Saved entries
PR #36091, opened 2020-04-29
Fix unreported binding issue with legend json export

elpaso:
Now you can do:

```python
model = QgsLegendModel(project.layerTreeRoot())
ctx = QgsRenderContext()
settings = QgsLegendSettings()
renderer = QgsLegendRenderer(model, settings)
nodes = renderer.exportLegendToJson(ctx)['nodes'].toVariant()  # List of dicts
```

Without this patch there is no way to obtain the result in Python.


pblottiere:
Oh nice fix! Thanks @elpaso :+1:

What do you think about adding your example as a unit test?

m-kuhn (approved):

src/core/qgslegendrenderer.h
```diff
@@ -98,7 +98,7 @@ class CORE_EXPORT QgsLegendRenderer
      *
      * \since QGIS 3.8
```
m-kuhn, line 99:
```suggestion
     * \since QGIS 3.8
     * \since QGIS 3.14 the python signature has changed to ``QJSoneObject exportLegendToJson( context )``
```

pblottiere:
Thanks for the test :+1:

pblottiere (approved):

nyalldawson:
My question would be why this uses a reference in the first place -- it would be simpler just to return a QJsonObject directly.

nyalldawson:
(and given it hasn't worked from python previously, we've got the opportunity to fix the api now)

elpaso:
> My question would be why this uses a reference in the first place -- it would be simpler just to return a QJsonObject directly.

I asked myself the same question. But since this is one the things I stumbled upon while I was working on something totally different I just wanted to made a quick fix, that has turned in "hours" of work.

I guess this has to wait :(

pblottiere:
> My question would be why this uses a reference in the first place -- it would be simpler just to return a QJsonObject directly.

Well, I agree. I don't know who did that, but it was a bad call (sorry)...

PR #36309, opened 2020-05-09
Add cumulative temporal range setting in temporal controller

Samweli:
Adds a setting in temporal controller to set the animation temporal range as cumulative, that is all animation frames will have the same start date time but different end date time when the temporal range is cumulative.

eg.
cumulative_animation_range

### DIFF
--- a/src/core/qgsprojecttimesettings.cpp
+++ b/src/core/qgsprojecttimesettings.cpp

ACTIVITY
Among the lines above, which hold the word "exportLegendToJson"? Report each one.

RESULT OF THIS EXERCISE
nodes = renderer.exportLegendToJson(ctx)['nodes'].toVariant()  # List of dicts
     * \since QGIS 3.14 the python signature has changed to ``QJSoneObject exportLegendToJson( context )``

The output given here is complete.